Invariants On the Geometric Manifolds with Group Actions

具有群作用的几何流形上的不变量

基本信息

批准号：
14340026
负责人：
KAMISHIMA Yoshinobu
金额：
$ 3.97万
依托单位：
Tokyo Metropolitan University
依托单位国家：
日本
项目类别：
Grant-in-Aid for Scientific Research (B)
财政年份：
2002
资助国家：
日本
起止时间：
2002 至 2004
项目状态：
已结题

项目摘要

We have studied a geometric structure on a (4n+3)-dimensional smooth manifold M which is an integrable, nondegenerate codimension 3 subbundle D on M whose fiber supports the structure of 4n-dimensional quaternionic vector space. We call it a psesuo-conformal quterninonic structure. This structure has a refinement which is said to be a psesuo-conformal quterninonic CR structure. The structure is thought of as a generalization of the quaternionic CR structure. In order to study this geometric structure on M, we single out an sp(1)-valued 1-form ω locally on a neighborhood U of M such that Ker ω = D|U. We shall construct the invariants on the pair (M, ω) whose vanishing implies that M is uniformized with respect to a finite dimensional flat quaternionic CR geometry. In fact we have proved the standard psesuo-conformal quterninonic structure on the spahere S^<4n+3> coincides with the standard pseudo-quaternionic CR structure on S^<4n+3> The invariants obtained on a (4n+3)-manifold M have the same formula as the curvature tensor of quaternionic (indefinite) Kaehler manifolds. From this viewpoint, we shall exhibit a quaternionic analogue of Chern-Moser's CR structure. As to the global existence of the 1-form ω on a (4n+3)-manifold M is related to the Pontrjagin classes. We have shown the relation that 2p_1(M)=(n+2)p_1(L). In particular, if 2p_1(M)=0, then there exists a global 1-form co on M which represents a pseudo-conformal quaternionic structure D. As a consequence, there exists a hyperoomplex structure {I, J, K} on D.

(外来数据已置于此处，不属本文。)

PR #3125, opened 2022-03-08
Sort the choices in Facets

iFlameing:


sneridagh (approved):
LGTM, @tiberiuichim do you have any objection to this?

tiberiuichim:
I still hope we'd have a way to sort options by count, but I don't think that's possible in the near future, unless we have a separate endpoint for qs information. I'm good with merging this PR.

tiberiuichim (approved):
Maybe a better changelog entry is needed, to mention that the change is about the search block.

PR #3132, opened 2022-03-09
Clear current block on insert new block.

robgietema:


sneridagh:
What's the purpose of this? This piece of code is shared with all the block-ish implementations (like the blocks-in-blocks blocks) and alike, so I want that @tiberiuichim and @avoinea take a look.

@tiberiuichim @avoinea do you remember if there's any drawback on this?

avoinea:
@sneridagh @robgietema  Try it in Dexterity Layout. Make a field required and see the impact.

robgietema:
> What's the reasoning of this? This piece of code is shared with all the block-ish implementations (like the blocks-in-blocks blocks) and alike.

@sneridagh This is needed for the "power user menu". For this feature you can type /image for example to enter an image block. But after you press enter this block should be empty again, hence this code. I don't see this method used anywhere else in Volto or in kitconcepts.volo-blocks. Do you have an example where this is used?

> Try it in Dexterity Layout. Make a field required and see the impact.

@avoinea I don't understand what you mean here. I assume you mean the "normal" dexterity form without the blocks layout but can't see any errors there and don't understand what this has to do with this code. Can you explain in more detail what you meant here?

avoinea:
@robgietema @sneridagh The side effect of this PR:

https://user-images.githubusercontent.com/323385/157629758-82a425a3-8c50-4bf3-90b7-e3501da530c0.mp4

As you can see in the end the editor managed to overcome the required field by layout and remove it.

PR #3140, opened 2022-03-11
Add the sorting order of the facet year

iRohitSingh:


src/components/manage/Blocks/Search/components/Facets.jsx
```diff
@@ -51,10 +51,15 @@ const Facets = (props) => {
                 ? query_to_values[field].includes(value)
                 : true,
             );
-
-          choices = choices.sort((a, b) =>
-            a.label.localeCompare(b.label, 'en', { sensitivity: 'base' }),
-          );
+          if (field === 'year') {
```
tiberiuichim, line 54: There are already options to rewrite the facet values, I don't think we need to hardcode for a specific type of field.

https://github.com/plone/volto/blob/97022b23162e2863aa6613952d3c53742b36a902/src/components/manage/Blocks/Search/components/Facets.jsx#L85

tiberiuichim (changes requested):

src/components/manage/Blocks/Search/components/Facets.jsx
tiberiuichim: And it's even documented :) https://docs.voltocms.com/blocks/settings/#facetwidgets-rewriteoptions-extension

tiberiuichim: Although, and maybe you can tackle this in this PR, you'd have to also pass the `field` to `rewriteOptions()`

Issue #3093, opened 2022-02-21
Move `docs/source/*` to `docs/*`?


stevepiercy:
Now that we've migrated to MyST and have Volto docs importing nicely into the main Plone docs, it occurred to me that we have slightly different docs folder structures:

- `plone/documentation/docs/*`
- `plone/volto/docs/source/*`

I propose to flatten the hierarchy in Volto docs by moving everything in `docs/source` up to `docs`. It would also mean one fewer directory to navigate, and I like not typing 6 more characters or saving a mouse click.

It would require a couple of configuration items to change, including `Makefile` targets.

PR #3144, opened 2022-03-14
Chaged docs folder structure

ktsrivastava29:
Earlier the folder structure was this `plone/volto/docs/source/`, one had to migrate one folder inside to access its files, I've know changes the folder structure to `plone/volto/docs/`.

fix: #3093


stevepiercy:
Volto 15 will be released soon, and after then, we can focus on merging this for Volto 16.

We would also need to update the repository `plone/documentation@6-dev`'s Makefile, because it imports Volto docs, in a PR in that repo.

PR #3142, opened 2022-03-12
Fixed development environment setup commands

ktsrivastava29:
I edited the command in the readme file; previously, there was a $ symbol before it, and when using direct copy, the $ symbol used to get copied as well; moreover, 
```
npm install -g yo @plone/generator-volto 
```
requires sudo access, so sudo was put before it.
Please look into it; if any other changes are needed, I'll be happy to make them.

PR #3152, opened 2022-03-15
Revert "Fixed development environment setup commands"

sneridagh:
Reverts plone/volto#3142


ktsrivastava29:
@sneridagh Not a problem, we want the best thing to remain, so can I at least erase the $ symbol before the commands because it's an outdated format and the $ symbol also gets copied when we try copy directly

Issue #3124, opened 2022-03-07
Clipped dropdown menu in Contents view


tiberiuichim:
![image](https://user-images.githubusercontent.com/141568/157092111-f8df8b82-06ee-47b3-a803-89bd36097500.png)

nileshgulia1:
Recently @ichim-david looked into these kinds of changes: https://github.com/plone/volto/pull/2819

tiberiuichim:
In this case it wasn't about small window, rather just limited number of items in the folder (just 2).

ichim-david:
Fixed by https://github.com/plone/volto/pull/3158 merging in master

PR #3158, opened 2022-03-15
[Bug #3124] - clipped dropdown menu in Contents view

mihaislobozeanu:


avoinea (changes requested):

theme/themes/pastanaga/modules/popup.overrides
```diff
@@ -7,3 +7,63 @@
     vertical-align: middle;
   }
 }
+
+
+.dropdown-popup-trigger{
```
tiberiuichim, line 12: I think this file needs prettier for formatting. Usually there's a space before curlies.

avoinea (approved):

src/helpers/index.js
```diff
@@ -94,3 +94,4 @@ export { useDetectClickOutside } from './Utils/useDetectClickOutside';
 export { usePrevious } from './Utils/usePrevious';
 export { usePagination } from './Utils/usePagination';
 export useUndoManager from './UndoManager/useUndoManager';
+export Popup from './Popup/Popup';
```
pnicolli, line 97: I thought about it after the team meeting today and I'm not a fan of having an actual component in the helpers folder. I would personally prefer moving it to the components folder. Just my 2 cents on this.

theme/themes/pastanaga/extras/contents.less
```diff
@@ -80,6 +80,7 @@
 
   .contents-table-wrapper {
     width: 100%;
+    //#3124 - dropdown menus are clipped when table has few or no records
```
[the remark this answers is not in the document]
avoinea: I think this is a leftover. @mihaislobozeanu

tiberiuichim:
@pnicolli We already have some components in helpers. https://github.com/plone/volto/blob/master/src/helpers/ScrollToTop/ScrollToTop.jsx and https://github.com/plone/volto/blob/master/src/helpers/BodyClass/BodyClass.jsx

I'm ok with moving it in another place. Maybe components/theme/PopupWrapper ?

sneridagh:
I think also that it's not a helper, but a component... I would re-place it, what do you think? 

Also, but this is another question, what when we get rid of SemanticUI (eg. projects that do not use it at all? :)

tiberiuichim:
> Also, but this is another question, what when we get rid of SemanticUI (eg. projects that do not use it at all? :)

when we get rid of semantic-ui we'll have other, bigger, things to worry about :-)

In any case, we'd begin with a refactoring of the Contents component and move it to react-table or something like that. I think that's something we should already start doing.

avoinea:
@pnicolli @tiberiuichim What we agreed on this one?

sneridagh:
If everybody agrees, we refactor it and move it to the components folder, then it's good to go?

pnicolli:
> If everybody agrees, we refactor it and move it to the components folder, then it's good to go?

Agreed

tiberiuichim:
I still don't think components/theme is the right place to put it, as it's a helper component that can be used even outside Volto. I can agree that src/helpers is not the best location, but there's no other existing place for it. Maybe a new `src/components/ui`. But I'm fine with placing it in src/components/theme, so +1 from me.

sneridagh:
@tiberiuichim I agree with you that it's a new kind of component, and that ideally should be "separated" from the structural ones. I also thought in having this new category in the components folder for Quanta. See

https://github.com/plone/volto/pull/3086/files#diff-9837e4844c73b95722bd37d81ab4ce85e00a07552905224cfd7d9041e62703daR1

I initially called that "core", but naming... again. We can start doing it that now, or reorder them later.

tiberiuichim:
In any case, we expose components through the `@plone/volto/components` index, so if we decide that we need to move it later, we can do that without too much breakage. Let's put it in components/theme.

sneridagh:
@mihaislobozeanu could you please take care of the decision? Thanks!

mihaislobozeanu:
> 

Resolved

giuliaghisini (approved):

src/components/manage/Contents/Contents.jsx
```diff
@@ -618,7 +619,7 @@ class Contents extends Component {
    * @returns {undefined}
    */
   onChangeSelected(event, { value }) {
-    event.stopPropagation();
+    //event.stopPropagation();
```
sneridagh, line 622: Are we sure about this one? and if so, let's remove it.

sneridagh (commented):
@mihaislobozeanu LGTM, sorry for the pickiness, but could you take a look at the last thing? then let's merge.

PR #3166, opened 2022-03-16
Remove non add-on names from `addonNames` list in Addons Registry. Up…

sneridagh:
…date the list in the `addonsInfo` for the addons loader as well.


sneridagh:
@tiberiuichim a bit puzzled now, the tests should have failed long long ago, when I introduced the version...

tiberiuichim (approved):

PR #3174, opened 2022-03-17
Add helper utils.

robgietema:


src/helpers/Utils/Utils.test.js
```diff
@@ -345,4 +349,31 @@ describe('Utils tests', () => {
...
+  });
+
+  describe('parseDateTime', () => {
+    it('reorders an array immutable-ish', () => {
+      const array = ['a', 'b', 'c'];
+      deepFreeze(array);
+      const result = reorderArray(array, 2, 0);
+      expect(result).toEqual(['c', 'a', 'b']);
+    });
+  });
```
davisagli, line 378: @robgietema this claims to be describing `parseDateTime`!

robgietema: Good catch, fixed

PR #3177, opened 2022-03-18
Fix addon registry

sneridagh:


avoinea:
@sneridagh It seems to be ok now but the addons are not listed in control-panel:

### Before:

before

### After

after

sneridagh:
@avoinea I know, I filtered only for "registered" === Declared in `package.json` `addons` key now. Do you think that it's useful that it shows all of them?

sneridagh:
So addons in addons are not showing now.

avoinea:
@sneridagh Would helpful to show them all. At least in our case :smile:

sneridagh:
Problem is that we can't differentiate "addons" from non addons (libs) in dev

avoinea:
@sneridagh Then I think we can leave with it :smile: As we have the kitkat version, we can easily track the included addons :wink:

avoinea (approved):

sneridagh:
Then we will be in square one again, since will be addons there that will not being really applied. (Eg. Ones coming from volto.config.js)

tiberiuichim (approved):

tiberiuichim:
I think this would be useful to show in the control panel: 

https://github.com/plone/volto/blob/74723c5c3500797bcc517ec5416b4f7889c3b782/addon-registry.js#L268-L272

sneridagh:
Nice! Will do!

PR #3180, opened 2022-03-19
Grid block in core + primitive Container block

sneridagh:
Backport of `@kitconcept/volto-blocks-grid` (7.x.x) features, using Volto's default blocks-in-block architecture. This change will render old grid blocks incompatible with this one, unless a migration is made. However, coexistence between old grid and new ones is possible.

**UPDATE 01.Oct.2022**: Teasers moved to a separate PR: #3706 so they can go on its own lifecycle. I left the old implementation here for testing purposes. They should be removed after #3706 is merged.

**UPDATE 09.June.2023**: After discussion in the Beethoven Sprint these decisions were made for short term (affecting this PR):
- This PR is about the porting of the current state of `@kitconcept/volto-blocks-grid` (in its version in 7.x.x series).
- The name of the PR is decided to continue being `Grid`, as it was before to be consistent in what we are porting.
- The internal name will be renamed to `gridBlock` to allow coexistence between both blocks (the core and the add-on one) at the same time, in order to avoid migrations.
- This PR won't be backported to 16.x.x series (for marketing reasons). People willing to use the grid in 16 should continue using the add-on version.

### Future:

An improved drag-and-drop system will be needed and the ability to "move" blocks from outside (main block engine column) to inside the Row/Column blocks, and from one row/column block to another.

### Minimum Viable (mergeable) Product

- [x] Main port for grid block
- [x] Cleanup internal naming (classnames, Component names, etc)
- [x] Uses Volto's default blocks-in-blocks architecture
- [x] Unified Style wrapper compatible
- [x] Unknown block problem, if block is "empty"
- [x] Fix DraggableOverlay properly https://github.com/plone/volto/issues/4405
- [x] Cypress tests

### Improvements

- [x] Inject self blocks config if present in block config
- [ ] Variations per Grid element, different than a non-grid element.

## Nice to have

- [ ] Solve Toolbar(s) quirks (Quanta/-ish?) opt-in?
- [ ] Improved drag-and-drop system for supporting moving blocks in/out (please someone look into it)


avoinea (dismissed):
Niiicee!!!

nileshgulia1:
> An improved drag-and-drop system will be needed and the ability to "move" blocks from outside (main block engine column) to inside the Row/Column blocks.

Looks promising🔥

djay:
@sneridagh can you replace the x icon with a trash icon as per https://github.com/plone/volto/issues/3816 ?

stevepiercy:
@sneridagh also consider removing the `X`, as it looks to be redundant to an existing trash can icon to the right, per https://github.com/plone/volto/issues/3816#issuecomment-1298047935

sneridagh:
@stevepiercy please could you take a look at the docs?

stevepiercy (changes requested):
I made a bunch of English syntax and grammar changes, and a wee bit of MyST stuff, in a commit and pushed. Please pull down the changes before editing further.

I have some confusion about this Thingie we call a "Container block primitive" that is not a block. See comments for discussion.

docs/source/blocks/core/container.md
```diff
@@ -0,0 +1,94 @@
...
+# Container Block Primitive
+
+```{versionadded} Volto 17.0.0-alpha.10
+```
+
+Volto comes with a Container Block primitive.
+It is __not__ a block by itself, rather than that, it allows to build blocks that contains other blocks.
+The Volto Grid block is build using it.
+The whole idea of primitive is to use it as "template" and pattern to use it and its internal methods to build blocks that share the same feature: allow the blocks in block container and the management of them.
+The blocks build on this primitive will use schema properties (or styling wrapper ones) to provide layout to the containing blocks (horizontal/vertical/spacing/behavior/backgroundColor/...) along with other look and feel properties.
```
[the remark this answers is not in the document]
sneridagh: Yeah, let's find a moment and talk about this!

src/components/manage/Blocks/Container/Edit.jsx
```diff
@@ -0,0 +1,195 @@
...
+          setSelectedBlock(id);
+        }}
+        onChangeFormData={(newFormData) => {
+          onChangeBlock(block, {
+            ...data,
+            ...newFormData,
+          });
+        }}
+        onChangeField={(id, value) => {
+          if (['blocks', 'blocks_layout'].indexOf(id) > -1) {
```
davisagli, line 161:
```suggestion
          if (['blocks', 'blocks_layout'].includes(id)) {
```

src/components/manage/Blocks/Grid/adapter.js
```diff
@@ -0,0 +1,19 @@
...
+  value,
+}) => {
+  let dataSaved = {
+    ...data,
+    [id]: value,
+  };
+  if (id === 'direction') {
+    dataSaved = {
+      ...dataSaved,
+      '@type': value,
```
davisagli, line 15: I don't understand this part; why does updating the direction set the type?

src/components/theme/View/RenderBlocks.jsx
```diff
@@ -23,14 +25,15 @@ const messages = defineMessages({
...
+  const { content, location, metadata, blockWrapperTag } = props;
+  const intl = useIntl();
   const blocksFieldname = getBlocksFieldname(content);
   const blocksLayoutFieldname = getBlocksLayoutFieldname(content);
   const blocksConfig = props.blocksConfig || config.blocks.blocksConfig;
   const CustomTag = props.as || React.Fragment;
 
   return hasBlocksData(content) ? (
-    <CustomTag>
+    <MaybeWrap condition={CustomTag} as={CustomTag}>
```
davisagli, line 36: How would CustomTag not evaluate to true here, given that it is defaulted to React.Fragment on line 33?

src/components/theme/View/RenderBlocks.jsx
```diff
@@ -43,37 +46,55 @@ const RenderBlocks = (props) => {
...
-        ) : blockData ? (
-          <div key={block}>
-            {intl.formatMessage(messages.unknownBlock, {
-              block: content[blocksFieldname]?.[block]?.['@type'],
-            })}
-          </div>
-        ) : (
+        if (content[blocksFieldname]?.[block]?.['@type'] === 'empty') {
+          return (
+            <MaybeWrap condition={blockWrapperTag} as={blockWrapperTag}>
```
davisagli, line 51: Needs a `key`

src/components/theme/View/RenderBlocks.jsx
```diff
@@ -43,37 +46,55 @@ const RenderBlocks = (props) => {
...
+              <RenderEmptyBlock />
+            </MaybeWrap>
+          );
+        }
+
+        if (Block) {
+          return (
+            <MaybeWrap condition={blockWrapperTag} as={blockWrapperTag}>
```
davisagli, line 59: Needs a `key`

theme/themes/pastanaga/extras/grid.less
```diff
@@ -0,0 +1,405 @@
...
+      }
+
+      & > div > div {
+        height: 100%;
+      }
+    }
+  }
+}
+
+// Override handler TODO: do it better (only for grids)
```
davisagli, line 28: What's left to do here?

theme/themes/pastanaga/extras/grid.less
```diff
@@ -0,0 +1,405 @@
...
+    top: 0;
+    left: 50%;
+    transform: translate(-50%, 0);
+  }
+}
+
+// Required to overcome the droppable from b-d&d at the bottom
+// !! Required for ALL blocks that have b-d&d and a grid
+.block.gridBlock,
+[class$='Row'].block {
```
davisagli, line 127: Are the selectors for `[class$='Row']` still used?

theme/themes/pastanaga/extras/grid.less
```diff
@@ -0,0 +1,405 @@
...
+  .block.inner.slate {
+    cursor: text;
+  }
+
+  body.cms-ui .ui.basic.segment.content-area & {
+    cursor: grab;
+  }
+}
+
+// Aspect ratio on all images
```
davisagli, line 393: This might be too opinionated.

davisagli (changes requested):
I still want to do some testing and review the docs, but here's my first pass looking at the code.

docs/source/blocks/core/grid.md
```diff
@@ -0,0 +1,148 @@
...
+The Grid block uses a fixed horizontal layout with a configurable maximum items per block, defaulting to four elements.
+
+The Grid block can potentially contain any block type. However, the used blocks might need some styling work to adapt to the horizontal and small widths in the container. For this reason, only these four are included by default: `slate` (text), `image`, `listing` and `teaser`.
+
+## Settings
+
+The Grid has the following settings:
+
+Headline
+: The headline is a heading that appears above the title of the Grid Block.
```
davisagli, line 27:
```suggestion
: The headline is a heading that appears above the columns of the Grid Block.
```

docs/source/blocks/core/grid.md
```diff
@@ -0,0 +1,148 @@
...
+---
+
+(grid-block)=
+
+# Grid Block
+
+```{versionadded} Volto 17.0.0-alpha.10
+```
+
+Volto comes with a Grid block, building upon the primitive of a container block, it is a block that contains other blocks.
```
davisagli, line 17: I would not mention the container block in the first sentence; that's an implementation detail and not relevant to users of the block. You could mention it further down.

docs/source/blocks/core/grid.md
```diff
@@ -0,0 +1,148 @@
...
+
+Headline
+: The headline is a heading that appears above the title of the Grid Block.
+
+## Block configuration
+
+The Grid block has these configuration settings:
+
+templates
+: It's a function to provide a list of available templates.
```
davisagli, line 34: What is a template?

docs/source/blocks/core/grid.md
```diff
@@ -0,0 +1,148 @@
...
+  };
+};
+```
+
+maxLength
+: The maximum elements length allowed inside the grid block.
+By default is four elements.
+
+allowedBlocks
+: The internal `id` of the allowed blocks in the grid block.
```
davisagli, line 60:
```suggestion
: Array of block types allowed in the grid block.
```

docs/source/blocks/core/grid.md
```diff
@@ -0,0 +1,148 @@
...
+      head_title: value[0].head_title,
+    };
+  }
+  onChangeBlock(block, dataSaved);
+};
+```
+
+## Migration from `@kitconcept/volto-blocks-grid`
+
+From Volto 17.0.0-alpha.10 the Grid block, as it's in the `@kitconcept/volto-blocks-grid` add-on version 7.x.x, is included in Volto core.
```
davisagli, line 142:
```suggestion
The Grid block was included in Volto core starting from Volto 17.0.0-alpha.10. It is based on the `@kitconcept/volto-blocks-grid` add-on version 7.x.x.
```

davisagli (commented):
Done testing and reviewing the docs now. It seems to work well.

cypress/support/commands.js
```diff
@@ -705,6 +705,20 @@ Cypress.Commands.add('getSlate', (createNewSlate = false) => {
   return slate;
 });
 
+Cypress.Commands.add('getSlateSelector', (selector = SLATE_SELECTOR) => {
```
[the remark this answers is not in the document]
sneridagh: as in

```
Cypress.Commands.add('getSlate', (createNewSlate = false, selector = SLATE_SELECTOR) => {
```

I've thought about it, but then the call will be cumbersome, as in:

```
getSlate(null, '')
```

I thought the previous one would be more elegant :( it's the price for not using an object from the beginning.

docs/source/blocks/core/grid.md
sneridagh: ok, but remember that this is dev docs, not user docs.

src/components/manage/Blocks/Grid/adapter.js
sneridagh: Uh, this was a leftover from the column block experiments

docs/source/blocks/core/grid.md
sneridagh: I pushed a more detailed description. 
PR #3187, opened 2022-03-21
fixes in sitemap.xml.gz

mamico:
* generateSitemap use apiPath instead of preferring internalApiPath when it exists
* sitemap middleware returns wrong headers when errors occur in the sitemap generation

### DIFF
--- a/CHANGELOG.md
+++ b/CHANGELOG.md
@@ -24,6 +24,8 @@
 
 - Fix addon registry regression @sneridagh
 - Fix `Bosnian` language @avoinea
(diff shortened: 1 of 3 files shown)


sneridagh:
@mamico `internalApiPath` is meant to be used only in docker deployments, when the SSR node server needs to reach by its own (not through the public URL) the backend, normally using docker link names. Thus, in these cases, this change would be wrong... (eg. URLs with backend:8080/bla)

sneridagh:
@mamico uh, then afterwards it DOES use `toPublicURL` to fix the URLs! sorry about that!

tiberiuichim (approved):

PR #3540, opened 2022-07-31
Linked headlines

tiberiuichim:


tiberiuichim:
@sneridagh This works, but the cypress and a11y tests need to be fixed. I'll need assistance on this, also maybe the CSS needs to be redone.

avoinea:
@tiberiuichim 

Hmm. This breaks the **Table of contents** block as it is generated based on the blocks uids. 

Also, @razvanMiu confirmed that the block uids are used somewhere within the Link widget to link to sections within the page.

Thus, I think it's safer for now to go with the block UIDs in order not to introduce it as a breaking change and in a separate PR/PLIP we can talk about changing the heading ids to more friendly names (maybe the same way we do with the **Override the TOC entry** checkbox).

tiberiuichim:
"breaking the toc" is not a blocker, we can fix the toc block.

It would represent a major breaking change for Volto, though.

tisto:
@tiberiuichim I checked out this branch and I quite like it! I guess we always thought too hard about how an editor could enter the anchor ID in the UI. Though, this solution is both elegant and simple. The only possible downside that I see is that links can break easily when editors change a headline.

avoinea:
@tisto This feature is also available as an add-on until it hits Volto Core. See: https://github.com/eea/volto-anchors

nileshgulia1:
I was also thinking about the adaptability of this feature, whether make it available per content-type, or per block?

tiberiuichim:
> The only possible downside that I see is that links can break easily when editors change a headline.

Yes, it's a downside. But I would argue that we shouldn't focus too much on this type of scenario, it's counterproductive. Honestly, because this PR is modeled after the github readmes, it happened to me many times that I arive at a document where the link is no longer valid. And it's frustrating, yes, but in reality I could scan the destination document to find the info I was looking for. Or I could look at the URL fragment and understand what the new section would be. Or the document was fully refactored, split into multiple pages, so the link would no longer be valid anyway.

What we're gaining is simplicity for the "happy case".

tisto:
@tiberiuichim would it be possible to enable/disable this via a feature toggle? This would give us some flexibility in which Volto version we could ship this feature.

tiberiuichim:
@tisto sure!

Even in its current form, it's ultimately configurable, as we're replacing the way the hx elements are rendered, in the config:

image

tisto:
@tiberiuichim awesome!

nileshgulia1:
🎉

PR #3534, opened 2022-07-29
support for many_users and many_groups flag in /users controlpanel

nileshgulia1:
…panels

PR #3544, opened 2022-08-02
Test against Plone 5.2.9 and 6.0.0b1

davisagli:


nileshgulia1 (approved):

nileshgulia1:
@davisagli I also need this for https://github.com/plone/volto/pull/3534, Are the test failures related?

davisagli:
I assume the test failures are related and need a closer look. I won't have time this evening.

sneridagh:
I can see some tests that is requiring folders, and I think latest `plone.volto` removed it from the default set of available content types.

sneridagh:
Also, related:

https://github.com/plone/plone.volto/pull/79

This one is important, because the default profiles use slate too. Although tests might dodge this (by not testing on the DX root).

davisagli:
> I can see some tests that is requiring folders, and I think latest plone.volto removed it from the default set of available content types.

@sneridagh So I guess we need to update the tests to use folders or documents based on the Plone version?

@nileshgulia1 the empty KGS was intentional (though maybe not exactly correct yet). On Plone 5.2 we need some extra version pins to override the ones from dist.plone.org, but on Plone 6 the ones from dist.plone.org should be adequate. I hope.

nileshgulia1:
>@nileshgulia1 the empty KGS was intentional (though maybe not exactly correct yet). On Plone 5.2 we need some extra version pins to override the ones from dist.plone.org, but on Plone 6 the ones from dist.plone.org should be adequate. I hope.

@davisagli I added it back in [15a8e55](https://github.com/plone/volto/pull/3544/commits/15a8e5522573161696fe08beadd892740afae88a), sorry I was assuming this KGS will be overriding the default KGS version pins somewhere.

sneridagh:
@davisagli @nileshgulia1 I changed the tests, it seemed the most convenient thing to do, if default Plone 6 is not going to have them by default. So we can catch something wrong if Documents are used instead too.

CHANGELOG.md
```diff
@@ -20,6 +20,8 @@ See https://6.dev-docs.plone.org/volto/upgrade-guide/index.html for more informa
 
 ### Internal
 
+- Fix propTypes for Pagination component @davisagli
```
davisagli, line 23:
```suggestion
```

(bad merge)

cypress/tests/coresandbox/search.js
```diff
@@ -1,53 +0,0 @@
-context('Search action tests', () => {
-  describe('Search action with array', () => {
```
davisagli, line 2: This test seems to be for making sure that the folder view showed its contents. There are separate tests for the search view and the listing block, so I don't think it's needed when there are no folders. But let me know if I missed something.

tisto (approved):
LGTM!

sneridagh (approved):

sneridagh:
The next one should be flipping from using as base 5.x and use 6 instead, 5.x only essential.

sneridagh:
https://github.com/plone/volto/issues/3571

PR #3570, opened 2022-08-18
Better de translation for Site Setup

davisagli:


tisto (approved):
LGTM! The existing naming confuses me every single time, even after 15 years+.

PR #3582, opened 2022-08-23
Change back button icon in folder contents.

robgietema:


sneridagh (approved):

sneridagh:
@robgietema it's a breaking in UX, can we have a proper entry in the changelog? It would be great if we explain briefly the rationale of this change as well in there too. Thanks!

我们已经在A（4N+3） - 维平滑歧管M上研究了几何结构，该平滑歧管M是M上可集成的，非数字的编纂3子柱D，其纤维支持4N维Quaternionic载体矢量空间的结构。我们称其为正态的季节性结构。这种结构的改进据说是正态的Quaternionic CR结构。该结构被认为是Quaternionic CR结构的概括。为了在M上研究这种几何结构，我们在M的M邻域u上局部挑出一个SP（1）值1形式的ω，以使KerΩ= D | U。我们将在对（M，ω）上构建不变性，其消失意味着M相对于有限的尺寸平坦的四离子CR几何形状均匀。实际上，我们在Spahere S^<4n+3>上提供了标准的quesu-form-form-farnionic quaternion结构，与S^<4n+3>在S^<4n+3>上的标准伪quaternionic cr结构相吻合（在A（4n+3）-manifold m上获得的不变性，与曲率均具有相同的频率（unde）kae kae kae kae（unde）。从这个角度来看，我们将执行Chern-Moser CR结构的四个离子类似物。至于A（4n+3）-manifold M上1形式ω的全局存在与Pontrjagin类有关。我们已经证明了2p_1（m）=（n+2）p_1（l）的关系。特别是，如果2p_1（m）= 0，则在M上存在一个全局的1形式CO，该CO代表伪符合符合符号的Quaternionic结构D。

项目成果

期刊论文数量（38）

专著数量（0）

科研奖励数量（0）

会议论文数量（0）

专利数量（0）

CR manifolds and transformation groups

CR 流形和变换群

DOI：
发表时间：
2003
期刊：
Selected Topics in CR Geometry (Ed. by S.Dragomir), Quaderni di Matematica. 1329
影响因子：
0
作者：
A.Amarzaya;M.Guest;M.Guest;T.Tsuboi;Toshitake Kohno;Takashi Tsuboi;河野俊丈;河野俊丈;Yoshinobu Kamishima;Yoshinobu Kamishima;Kouji Fujiwara(共著);Yoshinobu Kamishima (L.Ornea);Kouji Fujiwara;神島芳宣;藤原耕二;神島芳宣;神島芳宣
通讯作者：
神島芳宣

Note on realization of cusp cross-sections of complex hyperbolic orbifolds

关于复杂双曲轨道折叠尖点横截面实现的注意事项

DOI：
发表时间：
2003
期刊：
数理研講究録(S.Kamiya (ed.)), Perspectives of Hyperbolic Spaces II 数理解析研究所 1387
影响因子：
0
作者：
A.Amarzaya;M.Guest;M.Guest;T.Tsuboi;Toshitake Kohno;Takashi Tsuboi;河野俊丈;河野俊丈;Yoshinobu Kamishima;Yoshinobu Kamishima;Kouji Fujiwara(共著);Yoshinobu Kamishima (L.Ornea);Kouji Fujiwara;神島芳宣;藤原耕二;神島芳宣
通讯作者：
神島芳宣

神島芳宣: "Three-dimensional Lie group actions on compact (4n+3)-dimensional geometric manifolds"D.flerential geometry and application. 1-26 (2004)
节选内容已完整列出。